Despite being in existence for over 40 years, the Philippine Expanded Program on Immunization (EPI) has not achieved its goal to fully immunize 95 percent of Filipino children, according to a study released by the Philippine Institute for Development Studies (PIDS).

PIDS Research Fellow Valerie Gilbert Ulep and Supervising Research Specialist Jhanna Uy said in their study revealed that basic vaccinations only covered 70 percent to 80 percent of children in the last 30 years.  

Ulep and Uy said basic vaccination coverage for Bacillus Calmette–Guerin (BCG) for Tuberculosis; three doses of Oral polio vaccine (OPV), three doses of vaccine for Diphtheria, tetanus and pertussis (DPT); and one dose on measles.

“The Philippine EPI has shown inconsistent performance in the last few years,” the authors said. “Without large investments and path-breaking reforms in the current system of delivery, financing, and leadership, universal coverage targets will remain quixotic, at best,” they said.

The researchers found that immunization coverage of most regions suffered declines in recent years as Region 12 and Autonomous Region in Muslim Mindanao (ARMM) recorded alarming declines in the past few years.

Data showed that coverage in the Region 12 declined to 40 percent in 2017, from 80 percent in 2013, while coverage in ARMM declined to 20 percent in 2017 from 40 percent in 2013.
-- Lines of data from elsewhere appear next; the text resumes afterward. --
PR #2145, opened 2026-09-10
Validate generated file destinations before writes

Aaronontheweb:
An authorized external attachment source can copy through a linked destination directory. Saved web fetches can also follow a linked output directory. This change checks generated destinations before directory creation, file copy, or file writes.

The shared path policy checks containment, links through known storage ancestors, and protected write paths. Attach copies and bound fetches use the session workspace. Sessionless fetches retain their configured output directory. These admitted tool operations do not require general file-write permission.

Validation:

- Four attachment denial cases failed on the original baseline. Their allowed control passed. All cases pass after the correction.
- Four fetch link cases failed before the fetch correction. Four nearby allowed controls passed. All eight cases pass after the correction.
- Attachment, fetch, and tool registration tests passed: 120 tests. These cover protected suffixes, malformed paths, links, missing directories, and allowed writes.
- The `Reuse allowed path extraction` follow-up applies the shared method to the attachment and fetch consumers. It removes seven net lines.
- The final stack passed 3,925 actor tests and 1,098 daemon tests, with six actor platform skips.
- Focused evals passed: search skill 4/5, operations diagnostics 5/5, and direct attachment 5/5. The existing pass threshold is 80%.
- The generated destination check and both fetch write methods reached 100% sequence and branch coverage in the focused run.
- Slopwatch, headers, strict OpenSpec validation, and whitespace checks passed.

The checks reject links that exist at validation time. They do not provide an operating-system sandbox against concurrent filesystem changes. Native Windows proof remains pending.

Replaces #2137. All branches for the native stack reside in this repository.

### DIFF
--- a/openspec/specs/netclaw-tools/spec.md
+++ b/openspec/specs/netclaw-tools/spec.md
@@ -529,33 +529,64 @@ be built into `file_read`.
 ### Requirement: Attachment tool reach
 
 The system SHALL provide an `attach_file` first-party tool that sends a file to
-the user. Public and Team sessions SHALL attach only files admitted by their current
-session paths or explicit configured roots. Personal retains shared-session
-reach under its existing attach profile.
-Interactive Personal-audience sessions get shell-equivalent reach: any path that
-resolves through the read-access policy SHALL be attachable, and the file SHALL
-be copied into the current session's attachments directory before delivery.
-
-All audiences SHALL apply the `ToolPathPolicy` read-deny surface to attached
-files: a path that `IsReadDenied` (credentials, keys, secrets, control-plane
-state, or the shell indicator list) SHALL NOT be attachable, even when the
-proximity restriction is lifted.
+the user. It SHALL authorize the source with the shared `Attach` path access
+decision. An explicit `Roots` or `None` attach profile SHALL remain authoritative
+in every interaction mode. The default interactive Personal `All` profile MAY
+attach an external file after the protected-path checks pass. The tool SHALL
+copy an admitted file into the current session's attachments directory before
+delivery.
 
 #### Scenario: Interactive Personal session attaches an external file
 
-- **GIVEN** an interactive Personal session can read a file outside its session
-  directory
+- **GIVEN** the default interactive Personal attach profile permits an external
+  file
 - **WHEN** the agent invokes `attach_file` for that file
 - **THEN** the tool copies the file into the current session attachments directory
 - **AND** the tool sends the copied file to the user
 
+#### Scenario: Counterexample - explicit attach roots remain authoritative
+
+- **GIVEN** an interactive Personal profile explicitly limits attachments to
+  one root
+- **WHEN** the agent invokes `attach_file` outside that root
+- **THEN** file protection denies the invocation
+- **AND** user approval does not widen the attach profile
+
 #### Scenario: Protected control-plane file cannot be attached
 
-- **GIVEN** an interactive Personal session requests a file that
-  `ToolPathPolicy.IsReadDenied` protects
+- **GIVEN** an interactive Personal session requests a protected control-plane
+  file
 - **WHEN** the agent invokes `attach_file`
 - **THEN** the tool denies the request
-- **AND** the shell-equivalent read reach does not bypass the denial
+- **AND** broad Personal file authority does not bypass the denial
+
+`PathAccessPolicy` SHALL validate each tool-managed destination before directory creation or file copy.
+The destination SHALL remain inside the current session workspace without links across the workspace or its known storage ancestors.
+The destination SHALL pass the protected-path write check, including collision-suffix candidates.
+Source attach permission authorizes this bounded copy; the copy SHALL NOT require general `WriteFiles` permission.
+These checks are call-local. They do not form an operating-system sandbox against concurrent filesystem changes.
+
+#### Scenario: Counterexample - attachment destination redirects a copy
+
+- **GIVEN** an admitted source outside the current workspace
+- **AND** the attachments directory or its session ancestor is a link to another directory
+- **WHEN** the agent invokes `attach_file`
+- **THEN** the tool returns `AccessDenied` before directory creation or file copy
+- **AND** the other directory remains unchanged and the tool emits no attachment
+
+#### Scenario: Counterexample - attachment destination is write protected
+
+- **GIVEN** an admitted source and a write-protected destination
+- **WHEN** the agent invokes `attach_file`
+- **THEN** the tool returns `AccessDenied` without a destination file or new directory
+
+#### Scenario: Attach-only profile preserves the bounded copy
+
+- **GIVEN** an attach profile admits a source and the write profile is `None`
+- **AND** the current workspace destination passes containment, link, and protected-path checks
+- **WHEN** the agent invokes `attach_file`
+- **THEN** the tool copies the source and emits the attachment
+- **AND** an existing destination file retains its bytes through the existing suffix rule
 
 ### Requirement: Working directory declaration stays scoped
 
--- a/openspec/specs/netclaw-tools/spec.md
+++ b/openspec/specs/netclaw-tools/spec.md
@@ -528,6 +528,8 @@ be built into `file_read`.
 
 ### Requirement: Attachment tool reach
 
+All audiences SHALL apply the `ToolPathPolicy` read-deny check to attachment sources.
+
 The system SHALL provide an `attach_file` first-party tool that sends a file to
 the user. It SHALL authorize the source with the shared `Attach` path access
 decision. An explicit `Roots` or `None` attach profile SHALL remain authoritative
@@ -786,3 +788,30 @@ an active log writer on POSIX and Windows.
 - **WHEN** either reads the other's log or enumerates the shared log parent
 - **THEN** access is denied without explicit authority
 - **AND** the parent can still read the child's shared-workspace artifacts
+
+### Requirement: Generated fetch destinations
+
+`PathAccessPolicy` SHALL check generated fetch paths before directory creation or file writes.
+A bound session SHALL use its current workspace. A sessionless fetch SHALL use its configured fetch directory.
+The check SHALL reject paths outside that directory, filesystem links, and protected write destinations.
+A permitted fetch SHALL NOT require general file-write permission to save its response.
+The tool SHALL return an explicit denial for an invalid destination and SHALL NOT create files or directories there.
+These checks do not prevent another process from replacing a directory after validation.
+
+#### Scenario: Fetch saves a response in an ordinary directory
+
+- **GIVEN** a permitted fetch and an output directory without links or write protection
+- **WHEN** the tool receives text or binary content
+- **THEN** it creates the output directory if needed and saves the response there
+
+#### Scenario: Fetch cannot write through a linked directory
+
+- **GIVEN** a session workspace or sessionless fetch directory that is a link
+- **WHEN** the tool receives a response
+- **THEN** it returns `AccessDenied` without writing through that link
+
+#### Scenario: Fetch cannot write protected output
+
+- **GIVEN** an output directory that the protected-path policy denies for writes
+- **WHEN** the tool receives a response
+- **THEN** it returns `AccessDenied` without creating that directory or an output file
--- a/src/Netclaw.Actors.Tests/Tools/AttachFileToolTests.cs
+++ b/src/Netclaw.Actors.Tests/Tools/AttachFileToolTests.cs
@@ -387,6 +387,63 @@ public class AttachFileToolTests : IDisposable
         Assert.Equal("report", await File.ReadAllTextAsync(copy, TestContext.Current.CancellationToken));
     }
 
+    [Theory]
+    [InlineData("protected-suffix")]
+    [InlineData("file-link")]
+    [InlineData("dangling-link")]
+    public async Task ReviewRegression_Attachment_checks_each_destination_file(string boundary)
+    {
+        var source = Path.Combine(_dir.Path, "report.txt");
+        var session = Path.Combine(_dir.Path, "session");
+        var attachments = Path.Combine(session, "attachments");
+        var outside = Path.Combine(_dir.Path, "outside.txt");
+        Directory.CreateDirectory(attachments);
+        await File.WriteAllTextAsync(source, "source marker", TestContext.Current.CancellationToken);
+        var destination = Path.Combine(attachments, "report.txt");
+        var suffix = Path.Combine(attachments, "report-1.txt");
+        if (boundary == "protected-suffix")
+            await File.WriteAllTextAsync(destination, "previous marker", TestContext.Current.CancellationToken);
+        else
+        {
+            if (boundary == "file-link")
+                await File.WriteAllTextAsync(outside, "outside marker", TestContext.Current.CancellationToken);
+            File.CreateSymbolicLink(destination, outside);
+        }
+        var protectedPaths = new ToolPathPolicy(boundary == "protected-suffix" ? [suffix] : []);
+        var tool = new AttachFileTool(new ToolConfig(), new NetclawPaths(_dir.Path), protectedPaths);
+        var context = TestToolExecutionContext.CreateBound("probe", session, TrustAudience.Personal);
+
+        var result = await tool.ExecuteAsync(ToolInput.Create("Path", source), context, TestContext.Current.CancellationToken);
+
+        Assert.StartsWith("Error:", result);
+        Assert.Equal(ToolInvocationOutcomeCategory.AccessDenied, context.Receipt?.Category);
+        Assert.Empty(context.FileAttachments);
+        Assert.False(File.Exists(suffix));
+        Assert.Equal("source marker", await File.ReadAllTextAsync(source, TestContext.Current.CancellationToken));
+        if (boundary == "protected-suffix")
+            Assert.Equal("previous marker", await File.ReadAllTextAsync(destination, TestContext.Current.CancellationToken));
+        else if (boundary == "file-link")
+            Assert.Equal("outside marker", await File.ReadAllTextAsync(outside, TestContext.Current.CancellationToken));
+        else
+            Assert.False(File.Exists(outside));
+    }
+
+    [Theory]
+    [InlineData(false)]
+    [InlineData(true)]
+    public void ReviewRegression_Invalid_generated_destination_returns_a_denial(bool missingDirectory)
+    {
+        var output = Path.Combine(_dir.Path, "output");
+        var policy = new PathAccessPolicy(new ToolConfig(), new NetclawPaths(_dir.Path), new ToolPathPolicy([]));
+        var result = policy.EvaluateGeneratedDestination(missingDirectory ? Path.Combine(output, "file.txt") : "invalid\0path",
+            missingDirectory ? string.Empty : output);
+
+        var denied = Assert.IsType<PathAccessPolicy.PathAccessDecision.Denied>(result);
+        Assert.Equal(PathAccessPolicy.PathAccessFailure.InvalidInput, denied.Failure);
+        Assert.StartsWith("Error:", denied.Error);
+        Assert.False(Directory.Exists(output));
+    }
+
     [Fact]
     public async Task Public_context_cannot_attach_file_outside_session_directory()
     {
--- a/src/Netclaw.Actors.Tests/Tools/AttachFileToolTests.cs
+++ b/src/Netclaw.Actors.Tests/Tools/AttachFileToolTests.cs
@@ -291,6 +291,102 @@ public class AttachFileToolTests : IDisposable
         Assert.Equal("image/png", attachment.MimeType.Value);
     }
 
+    [Theory]
+    [InlineData("attachments")]
+    [InlineData("workspace")]
+    [InlineData("ancestor")]
+    [InlineData("protected")]
+    public async Task AuthorityRegression_AttachmentDestination_denies_before_copy(string boundary)
+    {
+        var paths = new NetclawPaths(_dir.Path);
+        var envelope = Path.Combine(paths.SessionsDirectory, "current");
+        var session = Path.Combine(envelope, "workspace");
+        var outside = Path.Combine(_dir.Path, "outside");
+        Directory.CreateDirectory(outside);
+        Directory.CreateDirectory(paths.SessionsDirectory);
+        var source = Path.Combine(_dir.Path, "source.txt");
+        await File.WriteAllTextAsync(source, "source marker", TestContext.Current.CancellationToken);
+
+        if (boundary == "ancestor")
+            Directory.CreateSymbolicLink(envelope, outside);
+        else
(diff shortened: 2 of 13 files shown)


src/Netclaw.Actors/Tools/AttachFileTool.cs
```diff
@@ -84,12 +84,23 @@ protected override Task<string> ExecuteAsync(Params args, ToolInvocationContext
...
+                    return Task.FromResult(context.PathAccessFailure(denied.Error, denied.Failure));
+                case PathAccessDecision.Allowed allowed:
+                    attachPath = allowed.CanonicalPath;
+                    break;
+                default:
+                    throw new InvalidOperationException("Unexpected path decision.");
+            }
+
+            Directory.CreateDirectory(Path.GetDirectoryName(attachPath)!);
+            File.Copy(resolvedPath, attachPath);
```
Aaronontheweb, line 103: **Residual check-then-use race on the destination directory component (medium, security).**

The checks run at `:131` and `:144`; the writes run here at `:101` and `:102`. Another process with write access below the sessions root can swap the `attachments` component for a link in that window. `File.Copy` with the default `overwrite: false` uses an exclusive create, so a race at the **file** component fails closed with `IOException` — but the **directory** component does not: `Directory.CreateDirectory` accepts an existing link-to-directory and `File.Copy` then writes through it.

The spec states this limit explicitly ("These checks are call-local. They do not form an operating-system sandbox against concurrent filesystem changes"), so this is a documented residual, not a hidden hole — not a blocker.

Recommended fix: open the destination with `FileMode.CreateNew` and a stream copy instead of `File.Copy`, and add a short comment at line 101 that names the residual race. This repo's comment style expects exactly that kind of explanation.

src/Netclaw.Actors/Tools/PathAccessPolicy.cs
```diff
@@ -144,6 +144,25 @@ public PathAccessDecision Evaluate(
         return AllowIfUnprotected(canonicalPath, ToProtectionOperation(operation));
     }
 
+    /// <summary>Checks a tool-managed attachment destination before any file operation.</summary>
+    internal PathAccessDecision EvaluateAttachmentDestination(string path, ToolInvocationContext context)
+    {
+        if (string.IsNullOrWhiteSpace(context.SessionDirectory))
```
Aaronontheweb: **Duplicated precondition the only caller cannot reach (low).**

`AttachFileTool.ExecuteAsync` already rejects a missing session directory before any policy call, so this guard is unreachable in the only call path. Either drop it, or keep it and mark it explicitly as a contract guard for future callers.

src/Netclaw.Actors/Tools/PathAccessPolicy.cs
```diff
@@ -144,6 +144,25 @@ public PathAccessDecision Evaluate(
...
+            return PathAccessDecision.Deny("Error: invalid_context: No session directory available.", PathAccessFailure.InvalidInput);
+
+        var canonicalPath = PathUtility.Normalize(path);
```
Aaronontheweb: **No exception guard around `PathUtility.Normalize` (low, robustness).**

`PathUtility.Normalize` calls `Path.GetFullPath`, which can throw `ArgumentException` or `PathTooLongException`. The path that reaches it includes `Path.GetExtension(sourcePath)` — agent-supplied text that this tool does not sanitize. `Evaluate`/`TryResolvePath` handles this class of failure and maps it to a denied decision; here the exception escapes the tool.

Recommended fix: wrap the body and return `PathAccessFailure.InvalidInput` on `ArgumentException` / `NotSupportedException` / `PathTooLongException`.

src/Netclaw.Actors/Tools/PathAccessPolicy.cs
```diff
@@ -144,6 +144,25 @@ public PathAccessDecision Evaluate(
         return AllowIfUnprotected(canonicalPath, ToProtectionOperation(operation));
     }
 
+    /// <summary>Checks a tool-managed attachment destination before any file operation.</summary>
```
Aaronontheweb: **Name understates scope (low, clarity).**

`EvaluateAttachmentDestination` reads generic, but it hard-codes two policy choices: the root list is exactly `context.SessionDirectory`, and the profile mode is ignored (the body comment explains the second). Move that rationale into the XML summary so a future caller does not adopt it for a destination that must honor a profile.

The authors also noted that since the 1993 National Demographic Health Survey (NDHS), ARMM has not had basic vaccination coverage of above 50 percent.

Further, a substantial number of children were not completing their vaccine series. In 2017, only 70 percent had complete basic vaccination.

For measles vaccination, almost 30 percent of children who had their first doses did not complete the required second dose.

Based on regression results, the authors said children of mothers with limited educational backgrounds and with narrow access to maternal health-care services were more likely to miss later doses in the vaccination series.

Ulep and Uy said while routine child immunization was financed by the government through the Department of Health (DOH), there is no sufficient data on private sector financing.

“Data on private sector spending on vaccination is neither systematically collected nor analyzed; therefore, the total spending on vaccines in the country remains largely unknown,” they said.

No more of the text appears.